PR #4857, opened 2024-11-01
Delete saves / random maps

### LINKED ISSUE #3389: Delete save from saved games list
**Describe your proposal**
Heroes 3 actually allows deletion of saves - via "Delete" key.
However this option
1) not obvious
2) not available on mobile platforms which vcmi needs to account for

VCMI currently does not provides this option in any form however. We need to:
1) Implement such option to begin with. Ideally - should be done as request to server since saves *should* be loaded by server, not client.
2) Assign this option to "delete" key AND add button in UI. For example - in place of random map dialog (not available from save/load game UI)
3) Consider how to handle saves for old versions of the game. We should either display all saves to allow their deletion or add option to delete all outdated saves

Laserlicht:
Fixes #3389

- Button to toggle to delete mode (load game & newgame for random maps)
- In delete mode: clicking on element asks to delete it (folder & files possible)
- Asks for deleting incompatible files if found
- Deleting with Del button is not part of this PR because of buggy shortcut system (Can't use same shortcut combination twice if at least one of them use it in keyPress)

grafik
grafik
grafik


Olegmods:
Just pure interest. Does "Unsupported games" include ones that were made with previous versions of mods and aren't working anymore now?

Laserlicht:
> Just pure interest. Does "Unsupported saves" include ones that were made with previous versions of mods and aren't working anymore now?

No. only for these errors:
- cannot open to read
- not a VCMI file
- too old file format
- too new file format

client/lobby/SelectionTab.cpp
```diff
@@ -868,7 +927,28 @@ void SelectionTab::parseSaves(const std::unordered_set<ResourcePath> & files)
...
+					CInfoWindow::showYesNoDialog(CGI->generaltexth->translate("vcmi.lobby.deleteUnsupportedSave"), std::vector<std::shared_ptr<CComponent>>(), [&deleteUnsupported, doDeleteUnsupported, file](){
+						doDeleteUnsupported(file.getName());
+						deleteUnsupported = DELETE;
+					}, [&deleteUnsupported](){ deleteUnsupported = REMAIN; });
+
+					while(deleteUnsupported == NONE)
+					{
+						auto unlockInterface = vstd::makeUnlockGuard(GH.interfaceMutex);
+						boost::this_thread::sleep_for(boost::chrono::milliseconds(5));
+					}
```
IvanSavenko, line 946: Please avoid such busy-waits. Better to generate list of saves & process it later

client/lobby/SelectionTab.cpp
```diff
@@ -868,7 +927,28 @@ void SelectionTab::parseSaves(const std::unordered_set<ResourcePath> & files)
 		}
 		catch(const std::exception & e)
 		{
-			logGlobal->error("Error: Failed to process %s: %s", file.getName(), e.what());
+			// asking for deletion of unsupported saves
```
IvanSavenko, line 930: Also, this would generate this warning on every run.
Perhaps we should remember VCMI version on which this option was proposed and only ask again when player ugrades / downgrades VCMI?

Mods/vcmi/config/english.json
```diff
@@ -106,6 +106,12 @@
 	"vcmi.lobby.handicap.resource" : "Gives players appropriate resources to start with in addition to the normal starting resources. Negative values are allowed, but are limited to 0 in total (the player never starts with negative resources).",
 	"vcmi.lobby.handicap.income" : "Changes the player's various incomes by the percentage. Is rounded up.",
 	"vcmi.lobby.handicap.growth" : "Changes the growth rate of creatures in the towns owned by the player. Is rounded up.",
+	"vcmi.lobby.deleteUnsupportedSave" : "Unsupported saves found (e.g. from previous versions).\n\nDelete them?",
```
IvanSavenko, line 109: Slightly better phrasing, added title, added placeholder for number of such saves.
```suggestion
	"vcmi.lobby.deleteUnsupportedSave" : "{Unsupported saves found}\n\nVCMI has found %d saved games which are no longer supported, such as from different versions of VCMI. \n\nDo you wish to delete them?",
```

MichalZr6: Please consider also: 
`"{Unsupported saves found}\n\nVCMI has found %d saved games that are no longer supported, possibly due to differences in VCMI versions.\n\nDo you want to delete them?"`

client/lobby/SelectionTab.cpp
Laserlicht: Still prefer asking every time. It's unnecessary to keep them a long time on HDD as them never will work again.

Only to give the player the possibility to finish a savegame by downgrading VCMI.

Laserlicht:
@GeorgeK1ng You need to update translation. String has changed...

client/lobby/SelectionTab.cpp
```diff
@@ -866,11 +921,36 @@ void SelectionTab::parseSaves(const std::unordered_set<ResourcePath> & files)
...
 		{
+			unsupported.push_back(file); // IdentifierResolutionException is not relevant -> not ask to delete, when mods are disabled
 			logGlobal->error("Error: Failed to process %s: %s", file.getName(), e.what());
 		}
 	}
+
+	return unsupported;
+}
+
+void SelectionTab::handleUnsupportedSavegames(const std::vector<ResourcePath> files)
```
IvanSavenko, line 938:
```suggestion
void SelectionTab::handleUnsupportedSavegames(const std::vector<ResourcePath> & files)
```

lib/networkPacks/PacksForLobby.h
```diff
@@ -381,4 +383,22 @@ struct DLL_LINKAGE LobbyPvPAction : public CLobbyPackToServer
 	}
 };
 
+struct DLL_LINKAGE LobbyDelete : public CLobbyPackToServer
+{
+	enum EType : ui8 {
```
IvanSavenko, line 388: To prevent accidental int<->enum conversions
```suggestion
	enum class EType : ui8 {
```

IvanSavenko (approved):

PR #5078, opened 2024-12-13
Update swedish.ts

XCOM-HUB:


XCOM-HUB:
@heroesiiifan 

Could you change the locale code to sv_SE instead of se_SE? The correct locale code for the Swedish language is sv_SE. I would appreciate it much.

IvanSavenko:
> Could you change the locale code to sv_SE instead of se_SE? The correct locale code for the Swedish language is sv_SE. I would appreciate it much.

Where we use this code? You can change it in `swedish.ts` on your own, which you did in this pull request.

However we don't actually use it anywhere in vcmi. I think this code is only used to hint Qt Linguist that this is Swedish translation. VCMI loads file named `swedish.ts` irregardless of what code is set in there.

PR #5087, opened 2024-12-14
fix boost 1.87

Laserlicht:


Laserlicht:
@IvanSavenko can we Merge?

To test newest beta with flatpak.

PR #5101, opened 2024-12-16
Attempt to fix Chronicles installation on Android

IvanSavenko:
Seems to be working now, at least on my phone.

- Simplified detection of which Chronicles was provided by player (by examining extracted content instead of searching in binary file)
- Fixed enabling of 1st imported Chronicle (mod was enabled before mod manager reloaded its state)
- Added logging to help with tracking down similar issues in the future

### DIFF
--- a/launcher/modManager/chroniclesextractor.cpp
+++ b/launcher/modManager/chroniclesextractor.cpp
@@ -41,37 +41,23 @@ void ChroniclesExtractor::removeTempDir()
 	tempDir.removeRecursively();
 }
 
-int ChroniclesExtractor::getChronicleNo(QFile & file)
+int ChroniclesExtractor::getChronicleNo()
 {
-	if(!file.open(QIODevice::ReadOnly))
+	for (size_t i = 1; i < chronicles.size(); ++i)
 	{
-		QMessageBox::critical(parent, tr("The file cannot be opened"), file.errorString());
-		return 0;
+		QString chronicleName = chronicles.at(i);
+
+		QStringList appDirCandidates = tempDir.entryList({"app"}, QDir::Filter::Dirs);
+		QDir appDir = tempDir.filePath(appDirCandidates.front());
+
+		QStringList chroniclesDirCandidates = appDir.entryList({chronicleName}, QDir::Filter::Dirs);
+
+		if (!chroniclesDirCandidates.empty())
+			return i;
 	}
 
-	QByteArray magic{"MZ"};
-	QByteArray magicFile = file.read(magic.length());
-	if(!magicFile.startsWith(magic))
-	{
-		QMessageBox::critical(parent, tr("Invalid file selected"), tr("You have to select a gog installer file!"));
-		return 0;
-	}
-
-	QByteArray dataBegin = file.read(1'000'000);
-	int chronicle = 0;
-	for (const auto& kv : chronicles) {
-		if(dataBegin.contains(kv.second))
-		{
-			chronicle = kv.first;
-			break;
-		}
-	}
-	if(!chronicle)
-	{
-		QMessageBox::critical(parent, tr("Invalid file selected"), tr("You have to select a Heroes Chronicles installer file!"));
-		return 0;
-	}
-	return chronicle;
+	QMessageBox::critical(parent, tr("Invalid file selected"), tr("You have to select a Heroes Chronicles installer file!"));
+	return 0;
 }
 
 bool ChroniclesExtractor::extractGogInstaller(QString file)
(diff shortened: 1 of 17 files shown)


IvanSavenko:
Seems to be working now.
Changes:
- Simplified detection of which Chronicles was provided by player (by examining extracted content instead of searching in binary file)
- Fixed enabling of 1st imported Chronicle (mod was enabled before mod manager reloaded its state)
- Added logging to help with tracking down similar issues in the future

launcher/modManager/chroniclesextractor.cpp
```diff
@@ -41,37 +41,23 @@ void ChroniclesExtractor::removeTempDir()
...
 
-	QByteArray magic{"MZ"};
-	QByteArray magicFile = file.read(magic.length());
-	if(!magicFile.startsWith(magic))
-	{
-		QMessageBox::critical(parent, tr("Invalid file selected"), tr("You have to select a gog installer file!"));
-		return 0;
-	}
+		QStringList appDirCandidates = tempDir.entryList({"app"}, QDir::Filter::Dirs);
+		QDir appDir = tempDir.filePath(appDirCandidates.front());
```
kambala-decapitator, line 51: Can the list be empty?

launcher/modManager/chroniclesextractor.cpp
```diff
@@ -147,14 +133,13 @@ void ChroniclesExtractor::createChronicleMod(int no)
...
-	tmpChronicles.replace('\0', "");
+	QString tmpChronicles = chronicles.at(no);
 
 	QJsonObject mod
 	{
 		{ "modType", "Expansion" },
-		{ "name", QString::number(no) + " - " + QString(tmpChronicles) },
-		{ "description", tr("Heroes Chronicles") + " - " + QString::number(no) + " - " + QString(tmpChronicles) },
+		{ "name", QString::number(no) + " - " + tmpChronicles },
+		{ "description", tr("Heroes Chronicles") + " - " + QString::number(no) + " - " + tmpChronicles },
```
kambala-decapitator, line 142: Please use QString{}.arg()

launcher/modManager/chroniclesextractor.cpp
```diff
@@ -228,29 +212,46 @@ void ChroniclesExtractor::extractFiles(int no) const
...
 
+		logGlobal->info("Creating temporary directory");
 		if(!createTempDir())
 			continue;
 		
+		logGlobal->info("Copying offline installer");
+		// FIXME: this is required at the moment for Android (and possibly iOS)
+		// Incoming file names are in content URI form, e.g. content://media/internal/chronicles.exe
+		// Qt can handle those like it does regular files
+		// however, innoextract fails to open such files
```
kambala-decapitator, line 231: Iirc there's a way to get path on disk that's compatible with standard file read functions

launcher/modManager/chroniclesextractor.h
```diff
@@ -24,21 +24,22 @@ class ChroniclesExtractor : public QObject
...
-		{1, QByteArray{reinterpret_cast<const char*>(u"Warlords of the Wasteland"), 50}},
-		{2, QByteArray{reinterpret_cast<const char*>(u"Conquest of the Underworld"), 52}},
-		{3, QByteArray{reinterpret_cast<const char*>(u"Masters of the Elements"), 46}},
-		{4, QByteArray{reinterpret_cast<const char*>(u"Clash of the Dragons"), 40}},
-		{5, QByteArray{reinterpret_cast<const char*>(u"The World Tree"), 28}},
-		{6, QByteArray{reinterpret_cast<const char*>(u"The Fiery Moon"), 28}},
-		{7, QByteArray{reinterpret_cast<const char*>(u"Revolt of the Beastmasters"), 52}},
-		{8, QByteArray{reinterpret_cast<const char*>(u"The Sword of Frost"), 36}}
+	const QStringList chronicles = {
+		"", // fake	0th "chronicle", to create 1-based list
```
kambala-decapitator, line 34: {}

launcher/modManager/chroniclesextractor.cpp
IvanSavenko: Wanted to avoid localization changes... I guess I can also adjust .ts files manually.

launcher/modManager/chroniclesextractor.cpp
IvanSavenko: Should never happen.
We could try raising some error, in case of some unsupported installer or some other unknown case.

Need to check code though, this was based on some already existing code that also made no checks for emptyness.

launcher/modManager/chroniclesextractor.cpp
IvanSavenko: Possible, but haven't found it. Found one reference to Qt 6.X (6.6 I think?), but we're at Qt 5.

In any case this code was before, and it worked on all tested OS's. Added comment mostly to explain why this strange copy can't be simply removed.

launcher/modManager/chroniclesextractor.cpp
kambala-decapitator: It's also an incorrect way to write localized strings (didn't notice them first). The right way is tr("something %1 etc", "comment about parameters might also be useful").arg()

launcher/modManager/chroniclesextractor.cpp
kambala-decapitator: Oh, then it's probably possible only via jumping into android sdk

PR #5110, opened 2024-12-18
[1.6.1] AI optimization

IvanSavenko:
See commits list for more details.

Optimized various library methods used by AI. Actual AI code is mostly untouched (haven't seen anything problematic in profiler)

Tested on "Free for all" map (L, 7 AI), queen difficulty, running with autoskip for 2 weeks. AI run time went from ~240 seconds to ~150 seconds

Bonus system seems to be a little bit faster now, but still extremely slow - 15% of total AI turn time, second only to pathfinder (which also uses bonus system inside). Needs to be looked into, but not yet sure how to solve this problem.


DjWarmonger:
Looks good to me :)

Didn't investigate bonus caching though, never really understood how does it work.

IvanSavenko:
> Didn't investigate bonus caching though, never really understood how does it work.

Idea seems to be rather simple:
- for each node game caches entire list of bonuses that are affecting this node
- for each request to node (e.g. "all bonuses of type X") game caches list of bonuses filtered according to this request.
Nothing complex.

All of this is done via lazy evaluation - list of bonuses is computed only when a new request is done for outdated node, same for request caching.

But problem is that AI does HUGE number of requests and it does this in multiple threads. And this is where everything crashes.
1. Full list of bonuses needs to be regenerated on every bonus tree change. And must be done in threadrace-safe form.
2. Server operates on own set of bonus nodes, but uses shared tree change counter, leading to false-positives - when server changes counter, it invalidates entire cache on client
3. Since per-request cache is stored in node itself in form of map, every request is also query into map. Fast when done once, but slow when you do it thousands of times per ms.
4. Similarly, per-request cache must be updated in threadsafe form.

Can't think how to improve what we have though, other than completely redo it - I think we've reached the limits of what can be done with current approach...

IvanSavenko:
Regarding bonus system. Not a simple solution, but should work:

- instead of global tree update / invalidation counter, this should be done per node. Node is up to date if:
  - node itself is up-to-date
  - all its parents are up-to-date

- invalidation should be done not globally, but only on:
  - node itself
  - all its children
  - all parents, to which this node has bonuses it propagates to.

This should greatly reduce amount of times node gets invalidated - if hero equips an artifact, we only need to recompute bonuses on hero himself, his troops, and possibly - for player & visited town (if hero propagates any bonuses to them). And not for the entire world.

Nodes should probably keep their cache of local bonuses. Not sure what can be changed/improved here.

Per-request cache should be replaced with fixed list of cached requests, probably using enum + array. Less flexible than current solution that uses arbitrary strings as dictionary keys, but should be way faster than what we have now and won't require locking entire node. Besides - number of problematic requests is in single digits. 

===

Will think about it later, not planning for 1.6.1 / this PR.

IvanSavenko:
> If AI needs to access tree in multiple threads, will it be possible to have a lock per node to only lock part of a tree at a time? And potentially have parallel access?

That's how it works currently. Tree is effectively constant, so it is actually accessed (read-only) without any locks. Tree (or its content) can only change during netpack apply, and there is lock to prevent any access to gamestate when this happens.

In beta, entire node is locked for every access. But apparently even this level is too much for AI. For reference, I ran 7 AI's for 1 turn and it generated over several millions of accesses to bonus system (in total, for all nodes). With most popular queries hitting 500k calls.

In my PR, I instead use concurrent hash map from TBB which even allows concurrent access to values in hashmap. Most of accesses to bonus system now go through it, and bonus node itself is locked only in case of cache miss. And even this is not enough...

CMakeLists.txt
```diff
@@ -255,6 +255,10 @@ if(ENABLE_GOLDMASTER)
 	add_definitions(-DENABLE_GOLDMASTER)
 endif()
 
+# Qt defines 'emit' as macros, which conflicts with TBB definition of method with same name
+add_definitions(-DQT_NO_EMIT)
```
kambala-decapitator, line 259: it should be added to launcher's CML

kambala-decapitator: this workaround is also good:
```
#ifndef Q_MOC_RUN
#include <tbb/tbb.h>
#endif
```

IvanSavenko: Moved to map editor CMakeList.

Still workaround, but should be more reliable than correct include order which can easily break in future if we were to use something else from tbb.

Povelitelh3:
Tested, and now it's much better! Took map 'Supremacy of the Lich King' and turn was ~ 4-5 min on my PC

PR #5116, opened 2024-12-20
Polish translation for .ts files to reach 100%

MichalZr6:


mapeditor/translation/polish.ts
```diff
@@ -1096,10 +1096,10 @@
...
         <location filename="../inspector/inspector.cpp" line="360"/>
         <source>%n tile(s)</source>
-        <translation type="unfinished">
-            <numerusform></numerusform>
-            <numerusform></numerusform>
-            <numerusform></numerusform>
+        <translation>
+            <numerusform>%n heks</numerusform>
+            <numerusform>%n heksy</numerusform>
+            <numerusform>%n heksów</numerusform>
```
++++++++++++++++++++
__TASK ITEM__: Select every line of the material above holding the word "Failed" and copy it.

__WRITTEN SOLUTION__:
-			logGlobal->error("Error: Failed to process %s: %s", file.getName(), e.what());
 			logGlobal->error("Error: Failed to process %s: %s", file.getName(), e.what());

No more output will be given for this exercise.